L’uomo che gli sta di fronte si soffia il naso. Il professore lo guarda di traverso, tra una nuvoletta e l’altra.
Non si può immaginare niente di più comune. Avrà tra i quarantacinque e i cinquanta. Abito grigio e dimesso, capelli corti e ben pettinati, con qualche filo bianco sulle basette e sulle tempie
- Su, si calmi e mi dica. Sono qui per questo. 

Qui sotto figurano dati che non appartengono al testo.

PR #3147, opened 2016-04-07
update docker config to install matplotlib

sanuj:
Installs matplotlib in travis docker builds. For #3146


karlnapf:
@vigsterkr you ok with that? I am

vigsterkr:
@sanuj @karlnapf is this for graphical examples?
we really want them to be run as tests?

karlnapf:
@vigsterkr the idea was mostly to check basic things such as imports, method names etc. So in a way, yes. But just executing, not asserting results. The problem currently is that they outdated (as in not executable) over time, and it takes time to fix.

vigsterkr:
i mean it's just a docker image and it will not hurt anybody to have matplotlib in the container :)

PR #3150, opened 2016-04-08
fix for PR #3144

curiousguy13:
added a missing definition of ReturnType in Cholesky.h


karlnapf:
Lets see :)

curiousguy13:
@karlnapf since the trusty-viennacl build i still failing I am setting up viennacl and will try to reproduce the error locally in order to investigate what is going wrong.

PR #3151, opened 2016-04-08
Using the NLOPT wrapper in the optimization framework (1)

yorkerlin:
@karlnapf

### DIFF
--- a/src/shogun/machine/gp/SingleSparseInferenceBase.cpp
+++ b/src/shogun/machine/gp/SingleSparseInferenceBase.cpp
@@ -316,6 +316,20 @@ double CSingleSparseInferenceBase::nlopt_function(unsigned n, const double* x, d
 void CSingleSparseInferenceBase::enable_optimizing_inducing_features(bool is_optmization)
 {
 	m_opt_inducing_features=is_optmization;
+#ifdef USE_GPL_SHOGUN
+#ifdef HAVE_NLOPT
+	if (m_opt_inducing_features)
+	{
+		check_fully_sparse();
+		REQUIRE(m_fully_sparse,"Please use a kernel which has the functionality about optimizing inducing features\n");
+	}
+#else
+	SG_WARNING("For this functionality we require NLOPT library\n");
+#endif //HAVE_NLOPT
+#else 
+	SG_WARNING("For this functionality we require NLOPT (GPL License) library\n");
+#endif //USE_GPL_SHOGUN
+
 }
 
 void CSingleSparseInferenceBase::optimize_inducing_features()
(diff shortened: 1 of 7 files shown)


src/shogun/machine/gp/SingleSparseInferenceBase.cpp
```diff
@@ -270,64 +328,22 @@ void CSingleSparseInferenceBase::optimize_inducing_features()
...
-	// set absolute argument tolearance
-	nlopt_set_xtol_abs1(opt, m_ind_tolerance);
-	nlopt_set_ftol_abs(opt, m_ind_tolerance);
-
-	nlopt_set_min_objective(opt, CSingleSparseInferenceBase::nlopt_function, this);
+	CSingleSparseInferenceCostFunction *cost_fun=new CSingleSparseInferenceCostFunction();
+	SG_REF(this);
+	cost_fun->set_target(this);
+    
+	NLOPTMinimizer* opt=new NLOPTMinimizer(cost_fun);
```
yorkerlin: @karlnapf 
we can use another optimizer which supports box constraints.

yorkerlin:
merging

src/shogun/machine/gp/SingleSparseInferenceBase.cpp
```diff
@@ -29,23 +29,81 @@
...
+        void set_target(CSingleSparseInferenceBase *obj)
+	{
+		if(obj!=m_obj)
+		{
+			SG_REF(obj);
+			SG_UNREF(m_obj);
+			m_obj=obj;
+			REQUIRE(m_obj,"Object not set\n");
+			m_obj->check_fully_sparse();
+			REQUIRE(m_obj->m_fully_sparse,"Can not compute gradient\n");
```
karlnapf: Proper error message. State why it cannot do that, what is given and what is expected

yorkerlin: @karlnapf 
```
void CSingleSparseInferenceBase::check_fully_sparse()
{
        REQUIRE(m_kernel, "Kernel must be set first\n")
        if (strstr(m_kernel->get_name(), "SparseKernel")!=NULL)
                m_fully_sparse=true;
        else
        {
                SG_WARNING( "The provided kernel does not support to optimize inducing features\n");
                m_fully_sparse=false;
        }
}
```

karlnapf: Why put the warning in the method implicitly?
I would rather `REQUIRE(m_obj->m_fully_sparse,"Can not compute gradient, the provided kernel (%s) does not support to optimize inducing features\n", kernel->get_name());` to be fully explicit

PR #3153, opened 2016-04-09
minor fix

yorkerlin:


karlnapf:
@yorkerlin could you put a bit more informative commit messages? :)

Issue #3156, opened 2016-04-11
compilation error in methods with no viennacl implementation


curiousguy13:
linalg currently contains methods like range_fill, mean, cholesky etc. which only have their eigen3 implementation and when viennacl is given as backend , it gives a compilation error.

the following is an example of such an error in cholesky.h when viennacl is given as backend in cholesky_unittest.cc.
http://buildbot.shogun-toolbox.org/builders/trusty%20-%20libshogun%20-%20viennacl/builds/616/steps/compile/logs/stdio

In my opinion there should be a way to deal with such situation without producing error.

karlnapf:
I absolutely agree, this is far from optimal. In particular the HAVE_VIENNACL guard to resolve this  doesnt make any sense.
We had some discussions about a re-factored linalg. We will put that to life soon

PR #3157, opened 2016-04-11
explicitly mentioned eigen3 backend in Cholesky_unittest and a minor change in Cholesky.h

curiousguy13:
fix for the failing build with viennacl backend : http://buildbot.shogun-toolbox.org/builders/trusty%20-%20libshogun%20-%20viennacl/builds/616

I have also opened issue #3156 regarding the general handling of viennacl backend by methods that don't have their viennacl backends implemented in linalg yet.

also, a minor change for the compute method to use the general ReturnType instead of SGMatrix


karlnapf:
In that case, the unit test should have an eigen3 suffix

karlnapf:
Fine to merge otherwise. Please update the name, squash the commits, and then I will merge.
Thanks for that!

curiousguy13:
done. :)

karlnapf:
Great thanks!
Will check the build whether it worked

PR #3159, opened 2016-04-11
Using the LBFGS wrapper in the optimization framework (1)

yorkerlin:


karlnapf:
How is the speed difference when compared to nlopt?

PR #4809, opened 2020-01-02
Fixes 4795

### LINKED ISSUE #4795: DenseSubSamplesFeatures to DenseFeatures conversion
While training a random forest, I generate a DenseSubSamplesFeatures<double> from a DenseFeatures<double>.
Compilation works.
At runtime, I get:
```
RuntimeError: Object of type DenseSubSamplesFeatures cannot be converted to type shogun::DenseFeatures<double>.
```

I'm working on commit 84175ba7c8c73dd4028f217daf7a5f4c25c2adaf.
I compile with g++ 9.1.0 on Arch Linux.

Here's the code that generates the DenseSubSamplesFeatures
https://github.com/lejeunel/glia/blob/itk-5.0.1/src/shogun_helpers.hxx#L83

LiuYuHui:


src/shogun/multiclass/tree/CARTree.cpp
```diff
@@ -69,97 +73,121 @@ CARTree::CARTree(SGVector<bool> attribute_types, EProblemType prob_type, int32_t
...
 {
 	require(data, "Data required for classification in apply_multiclass");
 
 	// apply multiclass starting from root
-	auto current=get_root()->as<bnode_t>();
+	auto current = get_root()->as<bnode_t>();
 
 	require(current, "Tree machine not yet trained.");
-	return apply_from_current_node(data->as<DenseFeatures<float64_t>>(), current)->as<MulticlassLabels>();
+	if (data->get_name() == "DenseSubSamplesFeatures")
```
gf712, line 114: You shouldn't compare strings, you can check the result of dynamic_cast. Btw SGObject has a `as` member function to do the casting:
```cpp 
if (auto* tmp = data->as<DenseSubSamplesFeatures<float64_t>>(data))
```

gf712: Also, doesn't get_name() return `const char*`? If so what you're doing here is compare pointer values, what you should use is [strcmp](https://en.cppreference.com/w/c/string/byte/strcmp)

LiuYuHui: Thanks for your review, I find that auto formatting make my commit a mess, so i closed this pr, i will create a new pr.

gf712: OK! I was wondering why it was closed. I will review it better once you updated it. 
Btw you don't need to close this PR, just continue working here and let us know when it's ready for review!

- Il nostro è stato quel che si dice un matrimonio d’amore. Con tutte le cose a posto: parenti, cerimonia, abito bianco, suono d’organo… Ricevimento in uno dei locali più “in” della città.
- Quanto tempo è passato?
- Dodici anni. Mi sono sposato esattamente dodici anni fa: il 13 settembre…
- Mi dica. Come vi siete conosciuti?
- Un classico, dottore, sa uno dei racconti di quello scrittore americano… Era la mia segretaria. Così semplice, così a modo… Con lei era come se respirassi aria pulita, o come se bevessi l’acqua limpida di un ruscello. Entrava in punta di piedi nel mio studio e mi portava le pratiche del giorno. Le metteva così, sulla scrivania, poi se ne andava, e sempre, prima di chiudere la porta, mi faceva un mezzo sorriso, così dolce che cominciavo meglio la giornata e poco a poco non ho potuto farne più a meno…
- Un colpo di fulmine, dunque!
- Sì, si può chiamare così. Anche se l’amore è venuto gradualmente, è entrato nella mia vita quasi in punta di piedi, così come faceva lei entrando nel mio studio. Sa, io vengo dalla provincia e, tranne qualche storia del tutto insignificante, o finita male, non avevo mai avuto prima una relazione seria, una cosa, insomma che sfociasse in un matrimonio. La mamma se n’era andata da poco, ed io… sì, io mi sentivo solo.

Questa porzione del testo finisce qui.